▶ **AIM OF THE TASK**:
The records must be returned word for word.

Data extracted from a collection
=== Section Start ===

PR #174, opened 2024-01-16
feat: Add Personalized Recommendations (experimental)

raed667:
## Personalized recommendations 

We want to add **experimental** support for personalized recommendations, using Algolia [Personalization](https://www.algolia.com/products/search-and-discovery/personalization/) "Classic" 

This is an experimental UI library implementation that stitches together existing APIs. 

A reference guide will also be shared for users who want to implement this in the flavor of their choice.

## How to use 

To enable personalisation with recommend, you'll need to import from `/experimental-personalization` like the following:

#### JavaScript 

```js
import { trendingItems } from '@algolia/recommend-js/dist/esm/experimental-personalization';

trendingItems({
  region: 'eu', // "eu" | "us"
  userToken: 'user_token',
  indexName: "indexName"
  // ...
```

Or by using a standalone endpoint: 
```
<script src="https://cdn.jsdelivr.net/npm/@algolia/recommend-js/dist/umd/experimental-personalization/index.js"></script>
```

#### React  

```jsx
import { TrendingItems } from '@algolia/recommend-react/dist/esm/experimental-personalization';

<TrendingItems
  region="eu" // "eu" | "us"
  userToken="user_token"
  indexName="indexName"
  // ...
```

Or by using a standalone endpoint: 
```
<script src="https://cdn.jsdelivr.net/npm/@algolia/recommend-react/dist/umd/experimental-personalization/index.js"></script>
```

=== Section End ===

▶ **SOLUTION FOR THIS EXERCISE**:
PR #174, opened 2024-01-16
feat: Add Personalized Recommendations (experimental)

raed667:
## Personalized recommendations 

We want to add **experimental** support for personalized recommendations, using Algolia [Personalization](https://www.algolia.com/products/search-and-discovery/personalization/) "Classic" 

This is an experimental UI library implementation that stitches together existing APIs. 

A reference guide will also be shared for users who want to implement this in the flavor of their choice.

## How to use 

To enable personalisation with recommend, you'll need to import from `/experimental-personalization` like the following:

#### JavaScript 

```js
import { trendingItems } from '@algolia/recommend-js/dist/esm/experimental-personalization';

trendingItems({
  region: 'eu', // "eu" | "us"
  userToken: 'user_token',
  indexName: "indexName"
  // ...
```

Or by using a standalone endpoint: 
```
<script src="https://cdn.jsdelivr.net/npm/@algolia/recommend-js/dist/umd/experimental-personalization/index.js"></script>
```

#### React  

```jsx
import { TrendingItems } from '@algolia/recommend-react/dist/esm/experimental-personalization';

<TrendingItems
  region="eu" // "eu" | "us"
  userToken="user_token"
  indexName="indexName"
  // ...
```

Or by using a standalone endpoint: 
```
<script src="https://cdn.jsdelivr.net/npm/@algolia/recommend-react/dist/umd/experimental-personalization/index.js"></script>
```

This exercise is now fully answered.